[Opening DATA EXCERPTS section]

PR #4495, opened 2021-08-10
CP-36863: Expose local YUM repository only on TLS interface

minglumlu:
In one update of continuous update model, a local YUM repository is
enalbed on the pool master host. The pool slaves can access this YUM
repository for updating.

This commit restricts the service port of the local YUM repository on
the pool master to TLS interface only.

### DIFF
--- a/ocaml/xapi/repository.ml
+++ b/ocaml/xapi/repository.ml
@@ -373,7 +373,9 @@ let get_repository_handler (req : Http.Request.t) s _ =
   let open Xapi_stdext_std.Xstringext in
   debug "Repository.get_repository_handler URL %s" req.Request.uri ;
   req.Request.close <- true ;
-  if is_local_pool_repo_enabled () then (
+  if Fileserver.access_forbidden req s then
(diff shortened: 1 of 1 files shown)


lippirk (approved):

ocaml/xapi/repository.ml
```diff
@@ -373,7 +373,9 @@ let get_repository_handler (req : Http.Request.t) s _ =
   let open Xapi_stdext_std.Xstringext in
   debug "Repository.get_repository_handler URL %s" req.Request.uri ;
   req.Request.close <- true ;
-  if is_local_pool_repo_enabled () then (
+  if Fileserver.access_forbidden req s then
```
lippirk, line 376: > This commit restricts the service port of the local YUM repository on
the pool master to TLS interface only.

FYI this change will not block plain http requests on the local unix socket, but I assume that is allowed

psafont (approved):

lindig (approved):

[Closing DATA EXCERPTS section]

(TASK DIRECTIONS) Reproduce the material word for word. Leave nothing out.

(ANSWER AREA)
PR #4495, opened 2021-08-10
CP-36863: Expose local YUM repository only on TLS interface

minglumlu:
In one update of continuous update model, a local YUM repository is
enalbed on the pool master host. The pool slaves can access this YUM
repository for updating.

This commit restricts the service port of the local YUM repository on
the pool master to TLS interface only.

### DIFF
--- a/ocaml/xapi/repository.ml
+++ b/ocaml/xapi/repository.ml
@@ -373,7 +373,9 @@ let get_repository_handler (req : Http.Request.t) s _ =
   let open Xapi_stdext_std.Xstringext in
   debug "Repository.get_repository_handler URL %s" req.Request.uri ;
   req.Request.close <- true ;
-  if is_local_pool_repo_enabled () then (
+  if Fileserver.access_forbidden req s then
(diff shortened: 1 of 1 files shown)


lippirk (approved):

ocaml/xapi/repository.ml
```diff
@@ -373,7 +373,9 @@ let get_repository_handler (req : Http.Request.t) s _ =
   let open Xapi_stdext_std.Xstringext in
   debug "Repository.get_repository_handler URL %s" req.Request.uri ;
   req.Request.close <- true ;
-  if is_local_pool_repo_enabled () then (
+  if Fileserver.access_forbidden req s then
```
lippirk, line 376: > This commit restricts the service port of the local YUM repository on
the pool master to TLS interface only.

FYI this change will not block plain http requests on the local unix socket, but I assume that is allowed

psafont (approved):

lindig (approved):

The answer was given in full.